Who would send out an e-mail to a private citizen, not in Mexico, about a roadblock? Is it only me who thinks something is wrong with this picture? Is the State Department of Tourism now sending out private e-mails? And an ex-pat from Canada, not the USA, recieving this stuff. There is likely a person who lives among you doing this.... want to guess who?
The shoot out and all is not new to that area, the worrysome part is the e-mail with some sort of official designnation.


----------



## bournemouth (May 15, 2007)

tepetapan said:


> Who would send out an e-mail to a private citizen, not in Mexico, about a roadblock? Is it only me who thinks something is wrong with this picture? Is the State Department of Tourism now sending out private e-mails? And an ex-pat from Canada, not the USA, recieving this stuff. There is likely a person who lives among you doing this.... want to guess who?
> The shoot out and all is not new to that area, the worrysome part is the e-mail with some sort of official designnation.


The US Consulate in Guadalajara sent out a warning to all on their mailing list with a request that it be passed on to US citizens - it has been moving through cyberspace rapidly, for obvious reasons.


----------



## tepetapan (Sep 30, 2010)

I can understand the US consulate thinking they need to send out warnings, usually after the fact and near pointless. But for a Canadian ex Pat recieving "official" warnings from the USA??


----------



## MaidenScotland (Jun 6, 2009)

GnJ.in.MX said:


> Greetings Everybody.
> We just got an email forwarded to us with a warning from the US government (altho I'll admit it didn't look very official) saying that some drug traffickers set up a roadblock between Guadalajara airport and Lake Chapala on a Saturday night around 11pm. They blocked the road with cars and shot at the police.
> 
> Is there any truth to this?
> ...




Check the embassies official website.. embassies put warnings on their sites.


----------



## ReefHound (Aug 9, 2010)

tepetapan said:


> I can understand the US consulate thinking they need to send out warnings, usually after the fact and near pointless. But for a Canadian ex Pat recieving "official" warnings from the USA??


They said they got an email *forwarded *to them.

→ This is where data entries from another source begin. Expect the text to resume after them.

PR #179, opened 2019-10-18
resolve references properly

ajtritt:
## Motivation

Reference resolution was _always_ returning Containers, even if Containers had not been built. This PR adds code to resolve to Containers and Builders in Container and Builder contexts, respectively.

This should help the problem underlying the error seen [here](https://github.com/NeurodataWithoutBorders/pynwb/pull/1094#issuecomment-543118777) on https://github.com/NeurodataWithoutBorders/pynwb/pull/1094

Who knows to whom it was originally sent or how many times it had been forwarded?


----------



## circle110 (Jul 20, 2009)

It seems to me that how they got the email is a little irrelevant. What is relevant is that it indeed happened and was the first such incident in the area... hopefully the last but I fear not. It says at the end of the article that the police have warned the public that there will probably be strong retaliation from the group since they arrested a lot of the attackers.

I'm not an alarmist but I can't say I like the sound of it too much.


----------



## GnJ.in.MX (Mar 26, 2009)

*Where it came from no longer matters!*



ReefHound said:


> They said they got an email *forwarded *to them. Who knows to whom it was originally sent or how many times it had been forwarded?


Where the message came from no longer matters. Canadians have American friends. What is important is that the incident happened. Most of you have confirmed that.


----------



## tepetapan (Sep 30, 2010)

Just a bit confusing, I got the impression you didn´t know who forwarded it or if it was official. sorry, my mistake I guess.


----------



## TundraGreen (Jul 15, 2010)

Apparently the US Consulate in Guadalajara has released a warning message.

Consular-warden-message


----------



## RVGRINGO (May 16, 2007)

It is more an 'advisory' after the fact, by several days, rather than a warning. The incident did hold up traffic for a bit, little more. It seems to have been a bit of retaliation for the arrest of the youths who attacked the Chapala official's home. They're now all in custody. Actually, the authorities are doing a pretty good job of getting these 'cartel wannabees' off the streets, in spite of their heavy armament and youthful sense of immortality.


----------



## cairolien (Jan 23, 2011)

you should always check your embassies website. If it's really dangerous, they will mention that.


----------



## TamiJ (Apr 8, 2010)

This is very true, and there is nothing odd about an email being sent. I am signed up to receive warnings. I also have my sister noted as a contact, so she might get warnings as well. 

I have not seen anything in the news, just on the US consulate's website, so I know it's true. But, why was this not in the Mexican news?


----------



## RVGRINGO (May 16, 2007)

It was in the news, lasted briefly and is over with. It was over a week ago.


----------



## TundraGreen (Jul 15, 2010)

TamiJ said:


> But, why was this not in the Mexican news?


Earlier in this thread I posted a link to the Publico story on the night's events.


----------



## TamiJ (Apr 8, 2010)

TundraGreen said:


> Earlier in this thread I posted a link to the Publico story on the night's events.


Aw, I missed that...


----------



## RVGRINGO (May 16, 2007)

Ok, we've beaten this incident to death. The topic is now closed.


----------